# Superglue for Rhinestone Adhesion



## greg perri (Jan 5, 2012)

Has anyone use super flue for adhering rhinestones on plastic? if so what are your results?

thanks


----------



## katruax (Sep 30, 2010)

greg perri said:


> Has anyone use super flue for adhering rhinestones on plastic? if so what are your results?
> 
> thanks


Don't know about Super Glue but I can tell you E6000 works like a champ... 

These are handy as well for use with E6000...

Hot Fix FlatBack Swarovski Rhinestones, Crystal Beads, Pearls : Glue Applicator Orange Syringe for FlatBack Rhinestones

Hot Fix FlatBack Swarovski Rhinestones, Crystal Beads, Pearls : Glue Applicator Pink Syringe for Flat Back Rhinestones

Note that the syringe is for a one time use...

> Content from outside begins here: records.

Issue #135, opened 2016-11-13
NextResult returns true after stored procedure


bgrainger:
`MySqlDataReader.NextResultAsync` will return `true` after reading the results returned by the stored procedure. This appears to be because MySQL Server returns an empty resultset after the main results (https://dev.mysql.com/doc/internals/en/multi-resultset.html): 

> ... and a closing empty resultset, an OK_Packet. … The trailing OK_Packet is the response to the CALL statement and contains the affected-rows count of the last statement.

This will cause a crash with Dapper's QueryMultiple, because Dapper will think that the server returns an extra resultset that the client isn't reading:

```
connection.Execute(@"drop procedure if exists multiple_selects;
create procedure multiple_selects() begin select 1; select 2; end;");

using (var reader = connection.QueryMultiple("multiple_selects", commandType: CommandType.StoredProcedure))
{
	reader.Read<int>().Dump();
	reader.Read<int>().Dump();
} // <-- crash here, disposing the GridReader
```

caleblloyd:
I think we can only handle this behavior when `commandType: CommandType.StoredProcedure`.  If the caller executes a `CommandType.Text` that contains `CALL multiple_selects`, we'd have to do a lot of query parsing to understand where we should remove the empty result set.

bgrainger:
Agreed; it seems that if you're operating at that level, you need to be aware of how MySQL handles the `CALL` statement.

caleblloyd:
I've got some WIP for this that involves creating a `MySqlResultSet` class and buffering `NextResult` for stored procedures.  Should have a PR open soon

bgrainger:
Fixed in [0.7.1](https://www.nuget.org/packages/MySqlConnector/0.7.1).

Issue #117, opened 2016-10-22
Mitigate TCP Retransmissions


caleblloyd:
I've been thinking that performance _should_ be better- I expect it to be more in the 10K RPS range than the 1K RPS range for a fast machine.

The way that we read TCP sockets is slightly out of the norm.  Currently, we only read one MySqlPacket at a time from the socket.  When dealing with result sets, this is equivalent to a single row.  Result set rows are usually pretty small, so this means we are calling into the OS's socket API for every single row in a result set.

We may call socket.read a handful of times before we ever read a single TCP packet.  This means that the TCP packet is sitting in the OS's socket buffer, taking up space.  The socket buffer is unable to accept more packets until it has been completely read.

When activity is high, and many MySQL connections are reading a lot of data, the OS socket buffer is sitting full while connections read from it row by row.  MySQL may try to send more data, but when the socket buffer is full, these packets get dropped and cause a TCP retransmission.  TCP retransmissions are bad for performance.

To test this theory, I ran our stress tests and checked retransmissions after each test:

```
# targets-async2.txt just stresses the GET /api/async endpoint
cat vegeta/targets-async2.txt 
GET http://localhost:5000/api/async

# check retransmissions
 netstat -s | grep retrans
    60320 segments retransmited


# use normal async targets to seed the database
./stress.sh 1000 1s async
Latencies     [mean, 50, 95, 99, max]  2.105138734s, 2.224804101s, 2.905801837s, 3.17405192s, 3.462670324s

# check retransmissions
 netstat -s | grep retrans
    60322 segments retransmited
# caused 2 retransmissions


# use async2 targets to stress 3000 GETs
./stress.sh 3000 1s async2
Latencies     [mean, 50, 95, 99, max]  8.101027972s, 8.310701883s, 12.76829299s, 13.952514362s, 13.981650988s

 netstat -s | grep retrans
    60380 segments retransmited
# caused 78 retransmissions


# use async2 targets to stress 3000 more GETs
./stress.sh 3000 1s async2
Latencies     [mean, 50, 95, 99, max]  5.509762976s, 5.698767446s, 9.626680815s, 9.804948553s, 9.97223801s

 netstat -s | grep retrans
    60794 segments retransmited
# caused 414 retransmissions
```

[...]

PR #136, opened 2016-11-14
Split out MySqlDataReader ResultSet and Row operations into classes

caleblloyd:
- Creates a `MySql.Data.MySqlClient.Results` namespace
  - `ResultSet` class holds Result Set oriented behavior
  - `Row` class holds Row oriented behavior
- Allows for Buffering Result Set or Row in order to look ahead where needed, such as in #135 
- Makes `MySqlDataReader` a lot easier to comprehend :smile: 
- Opening PR for design feedback and suggestions

### DIFF
--- a/src/MySqlConnector/MySqlClient/MySqlDataReader.cs
+++ b/src/MySqlConnector/MySqlClient/MySqlDataReader.cs
@@ -1,11 +1,11 @@
 ﻿using System;
 using System.Collections;
+using System.Collections.Generic;
 using System.Data;
 using System.Data.Common;
-using System.Globalization;
-using System.Text;
 using System.Threading;
 using System.Threading.Tasks;
+using MySql.Data.MySqlClient.Results;
 using MySql.Data.Protocol.Serialization;
 using MySql.Data.Serialization;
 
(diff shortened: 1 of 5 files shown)


src/MySqlConnector/MySqlClient/MySqlDataReader.cs
```diff
@@ -628,205 +165,77 @@ protected override void Dispose(bool disposing)
...
 		{
-			None,
-			ReadResultSetHeader,
-			AlreadyReadFirstRow,
-			ReadingRows,
-			HasMoreData,
-			NoMoreData,
+			get { return _resultSet;  }
+			set { _resultSet = value?.Actiate() ?? new ResultSet(this); }
 		}
```
bgrainger: From an API design perspective, it's somewhat confusing to have `_resultSet` field, `m_ResultSet` property and `GetResultSet` method that all do something slightly different. Also, a setter that transforms `m_ResultSet = null;` into a non-null value smells like a bit of a hack that would be confusing to understand.

Perhaps the property should be removed and its setter become an explicit `SetAndActivateResultSet` method that manipulates the field?

src/MySqlConnector/MySqlClient/Results/ResultSet.cs
```diff
@@ -0,0 +1,358 @@
...
+					m_lastInsertId = -1;
+					State = ResultSetState.ReadResultSetHeader;
+					break;
+				}
+			}
+			m_bufferState = State;
+			return this;
+		}
+
+		internal ResultSet Actiate()
```
bgrainger: Typo: `Actiate`

src/MySqlConnector/MySqlClient/Results/ResultSet.cs
```diff
@@ -0,0 +1,358 @@
...
+	{
+		internal static readonly Task<bool> FalseTask = Task.FromResult(false);
+		internal static readonly Task<bool> TrueTask = Task.FromResult(true);
+
+		public ResultSet(MySqlDataReader dataReader)
+		{
+			DataReader = dataReader;
+		}
+
+		internal async Task<ResultSet> ReadResultSetHeaderAsync(IOBehavior ioBehavior, CancellationToken cancellationToken)
```
bgrainger: Nitpick: I would consider this member to be part of the "public" API of the class (irrespective of the class's `internal` accessibility), following Eric's arguments here: https://ericlippert.com/2014/09/15/internal-or-public/

(Most of the methods on this type I would make `public`.)

bgrainger: I prefer `ValueTask<T>` (fewer allocations and async state machines on the happy path) to `Task` for APIs that aren't required by ADO.NET.

src/MySqlConnector/MySqlClient/Results/ResultSet.cs
```diff
@@ -0,0 +1,358 @@
...
+				State = m_bufferState;
+				return false;
+			}
+			State = ResultSetState.ReadingRows;
+			return true;
+		}
+
+		internal async Task<Row> BufferReadAsync(IOBehavior ioBehavior, CancellationToken cancellationToken)
+		{
+			var read = await DoReadAsync(ioBehavior, cancellationToken).ConfigureAwait(false);
```
bgrainger: `row` would be a better name.

bgrainger:
It seems like this might be doing a lot more allocations than the previous code, but (without measuring) I don't know if it's significant enough to impact performance when reading large resultsets.

src/MySqlConnector/MySqlClient/MySqlDataReader.cs
```diff
@@ -16,578 +16,105 @@ public sealed class MySqlDataReader : DbDataReader
...
+				m_ResultSet = null;
+				throw;
 			}
-
-			// TODO: Correct exception
-			throw new IndexOutOfRangeException("The column name '{0}' does not exist in the result set.".FormatInvariant(name));
 		}
 
-		public override string GetDataTypeName(int ordinal)
+		internal async Task<ResultSet> DoNextResultAsync(IOBehavior ioBehavior, ResultSet currentResultSet, CancellationToken cancellationToken)
```
bgrainger: `private`

caleblloyd:
Allocations should be limited to a few pointers per result set and a few pointers per row if no buffering is used (the default).  I'm trying to get the buffering working reliably right now.  I'll see if I can make it re-use objects when no buffering is used to cut down on allocations.

src/MySqlConnector/MySqlClient/MySqlDataReader.cs
```diff
@@ -16,578 +16,105 @@ public sealed class MySqlDataReader : DbDataReader
...
+				return resultSet != null;
 			}
-		}
-
-		public override int GetOrdinal(string name)
-		{
-			VerifyHasResult();
-
-			for (int column = 0; column < m_columnDefinitions.Length; column++)
+			catch (Exception)
```
bgrainger: `Exception` is a broad type to catch here; are there specific exceptions that should be getting handled?

bgrainger:
I ran the following code under VS' .NET Memory Allocation profiler:

```
await connection.OpenAsync();

using (var cmd = new MySqlCommand(@"drop table if exists integers; create table integers(value integer not null primary key); insert into integers(value) values(0), (1), (2), (3), (4), (5), (6), (7), (8), (9);", connection))
	await cmd.ExecuteNonQueryAsync();

long sum = 0;
using (var cmd = new MySqlCommand(@"select i1.value, i2.value, i3.value from integers i1 join integers i2 join integers i3;", connection))
{
		sum += reader.GetInt64(0) + reader.GetInt64(1) + reader.GetInt64(2);
}
Console.WriteLine(sum);
```

Current `master` results:

image

This PR results (highlighting added from manual comparison):

image

There are obviously more `Row` objects being created, but this seems to be more than offset by a reduction in `Func` allocations. (I want to understand that to see if I can remove more unnecessary Func allocations in other places.)

With a switch from `Task` to `ValueTask` in this PR, we might be able to see that number come down under the baseline.

src/MySqlConnector/MySqlClient/Results/Row.cs
```diff
@@ -0,0 +1,394 @@
...
+		{
+			if (ordinal < 0 || ordinal > ResultSet.ColumnDefinitions.Length)
+				throw new ArgumentOutOfRangeException(nameof(ordinal), "value must be between 0 and {0}.".FormatInvariant(ResultSet.ColumnDefinitions.Length));
+
+			if (ResultSet.DataOffsets[ordinal] == -1)
+				return DBNull.Value;
+
+			var data = new ArraySegment<byte>(m_payload, ResultSet.DataOffsets[ordinal], ResultSet.DataLengths[ordinal]);
+			var columnDefinition = ResultSet.ColumnDefinitions[ordinal];
+			var isUnsigned = columnDefinition.ColumnFlags.HasFlag(ColumnFlags.Unsigned);
```
bgrainger: Memory profiler says there is an allocation (!) here: #137.

caleblloyd:
That memory allocation is very useful, is there a good reference on how to get that working?  I have VS Community 2015 installed on my Windows Partition but I couldn't find it.

I'm seeing some other interesting behavior.  While buffering in this PR does not work perfectly yet, it appears to work fine for a single result set for the performance tests.  I've done a performance test with a large result set (return the top 200 rows in the BlogPosts table).  When I buffer the entire ResultSet into memory before reading any of it, I get around 30-50% faster response times.

This is drastically more allocations (it makes heavy use of `Buffer.BlockCopy` into `ArrayPool<byte>.Shared` buffers), yet it is faster.  Maybe .NET incurs a performance penalty for jumping from socket to socket.  In #117 I predicted that it may be due to TCP Retransmissions, but I see the same behavior over Unix Domain Sockets so I'm not sure why this is the case.

bgrainger:
Not sure if it's in Community Edition, but I got to it through:

* create a console app that targets .NET Framework 4.6; set it as Startup Project
* Analyze > Performance Profiler
* Select Performance Wizard; click Start
* Select .NET memory allocation; Next; Next; Finish
* the app will run and close, when it does, the analysis results will be displayed automatically
* select Current View: Allocation at the top to show this list

bgrainger:
As "simple" as that! (I'm hoping there's a quicker way to start a new session because 10+ clicks every time will get tiresome...)

caleblloyd:
I think I've fixed everything in the code review, with the exception of the switch to `ValueTask`.  Most (all?) of the async code here is making or awaiting network requests, which will always result in `Task` and not `Value`.  I also find it difficult to follow the program flow when switching to continuation-style programming as opposed to async/await (I think you posted previously that ValueTask will be allowed to be used with async/await soon - can't wait!)

Allocations to `ResultSet` and `Row` should be way down now (objects are re-used when they aren't buffered).

Buffering is only used in the case of #135, when the final `NextResult` must return `false` in the case of a Stored Procedure.  I've tested it more extensively, and will post a sample of how to buffer all of the result sets in a reader.

One final good code review is needed.  I like most everything here except one part is a little confusing:
- `MySqlDataReader` contains:
  - `m_resultSet` (active result set)
  - `m_resultSetBuffered` (most recent buffered result set)
- `ResultSet` contains:
  - `m_row` (active read)
  - `m_rowBuffered` (most recent buffered read)

The references to the current and most recent buffered objects in each of the classes makes the code a little difficult to read.  I couldn't think of a better way to do it efficiently though, happy to refactor if you can.

src/MySqlConnector/MySqlClient/MySqlDataReader.cs
```diff
@@ -628,205 +199,71 @@ protected override void Dispose(bool disposing)
...
+		internal MySqlCommand Command { get; private set; }
+		internal MySqlConnection Connection => Command?.Connection;
+		internal MySqlSession Session => Command?.Connection.Session;
 
 		internal static async Task<MySqlDataReader> CreateAsync(MySqlCommand command, CommandBehavior behavior, IOBehavior ioBehavior, CancellationToken cancellationToken)
 		{
 			var dataReader = new MySqlDataReader(command, behavior);
-			await dataReader.ReadResultSetHeaderAsync(ioBehavior, cancellationToken).ConfigureAwait(false);
+			await dataReader.ReadFirstResultSetAsync(ioBehavior, cancellationToken).ConfigureAwait(false);
 			return dataReader;
```
caleblloyd: In order to buffer the entire result set, add `while (await BufferNextResultAsync(ioBehavior, cancellationToken).ConfigureAwait(false) != null){}` before the return

src/MySqlConnector/MySqlClient/Results/ResultSet.cs
```diff
@@ -0,0 +1,373 @@
...
+					payload = await Session.ReceiveReplyAsync(ioBehavior, cancellationToken).ConfigureAwait(false);
+					EofPayload.Create(payload);
+
+					LastInsertId = -1;
+					State = ResultSetState.ReadResultSetHeader;
+					break;
+				}
+			}
+			BufferState = State;
+			//await BufferEntireAsync(ioBehavior, cancellationToken).ConfigureAwait(false);
```
bgrainger: Did you mean to leave this in?

src/MySqlConnector/MySqlClient/Results/ResultSet.cs
```diff
@@ -0,0 +1,373 @@
...
+		private async Task<Row> DoReadAsync(IOBehavior ioBehavior, Row row, CancellationToken cancellationToken)
+		{
+			// if we've already read past the end of this resultset, Read returns false
+			if (BufferState == ResultSetState.HasMoreData || BufferState == ResultSetState.NoMoreData || BufferState == ResultSetState.None)
+				return null;
+
+			var payloadTask = Session.ReceiveReplyAsync(ioBehavior, cancellationToken);
+			if (payloadTask.IsCompletedSuccessfully)
+				row = ReadAsyncRemainder(row, payloadTask.Result);
+			row = await ReadAsyncAwaited(row, payloadTask.AsTask()).ConfigureAwait(false);
```
bgrainger: This looks like a bug to assign `row` twice if the condition on line 131 is true.

src/MySqlConnector/MySqlClient/Results/ResultSet.cs
```diff
@@ -0,0 +1,373 @@
...
+			return row;
+		}
+
+		private async Task<Row> ReadAsyncAwaited(Row row, Task<PayloadData> payloadTask)
+		{
+			var payload = await payloadTask.ConfigureAwait(false);
+			return ReadAsyncRemainder(row, payload);
+		}
+
+		private Row ReadAsyncRemainder(Row row, PayloadData payload)
```
bgrainger: It would be more idiomatic C# to return void and take a `ref Row row` parameter; this more typically implies the variable would be reused.

src/MySqlConnector/MySqlClient/Results/ResultSet.cs
```diff
@@ -0,0 +1,373 @@
...
+				return false;
+			}
+			State = ResultSetState.ReadingRows;
+			return true;
+		}
+
+		public async Task<Row> BufferReadAsync(IOBehavior ioBehavior, CancellationToken cancellationToken)
+		{
+			m_rowBuffered?.BufferData();
+			m_rowBuffered = await DoReadAsync(ioBehavior, null, cancellationToken).ConfigureAwait(false);
```
bgrainger: Won't `m_rowBuffered` already be set by `DoReadAsync`? Unless it returns `null`, in which case `null` will be enqueued in `m_readBuffer`? Could that cause problems later?

It's confusing, and potentially error-prone, to have multiple functions responsible for setting `m_rowBuffered`. (Still trying to ensure I understand the logic properly before suggesting an alternative.)

src/MySqlConnector/MySqlClient/Results/ResultSet.cs
bgrainger: Oh, right, I forgot about that limitation.

src/MySqlConnector/MySqlClient/Results/ResultSet.cs
caleblloyd: Yes, this is not the correct behavior.  I think I can change this whole method to return a ValueTask

caleblloyd:
I've made the following updates:

- Changed name of `DoNextResultSetAsync` to `ScanResultSetAsync` in `MySqlDataReader.cs`
  - It is now returns a `ValueTask`
  - It is solely responsible for setting `m_resultSetBuffered`

- Changed name of `DoReadAsync` to `ScanRowAsync` in `ResultSet.cs`
  - It now returns a `ValueTask`
  - It is solely responsible for setting `m_rowBuffered`

Reason for the name change it to reflect that the Result Set / Row is being "scanned" into the object that is being passed.  I've seen similar terminology in Golang's database/sql package.

I ran performance tests and saw similar numbers.  I don't think this swings performance much in one way or another, but it does give us the ability to buffer result sets / rows now.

You can try Gem-Tac too but I have never used it so I can't say for sure?...

The advantage to Gem-Tac is it's a waterbased glue so it's easier to work with not as thick as the E6000.

Here is the applicator for it...

Hot Fix FlatBack Swarovski Rhinestones, Crystal Beads, Pearls : Glue Applicator Green Syringe for Flat Back Rhinestones

You can buy these syringes in 25, 50, and 100 packs online for roughly .50 each if you do lots of crafting...

Kevin


----------



## rubyred (Aug 22, 2007)

I personally wouldn't use superglue. I would probably glue my fingers together--lol! E6000 can be messy. Gem Tac is not recommended for adhering to plastic, but here is the chart to see what Beacon product will work. Craft Glue - Adhesive Selection Table, Choose the glue that works! If the product isn't sold in your area, you could ask for a sample to be sent to you. Good luck with your project!


----------



## allhamps (Mar 15, 2007)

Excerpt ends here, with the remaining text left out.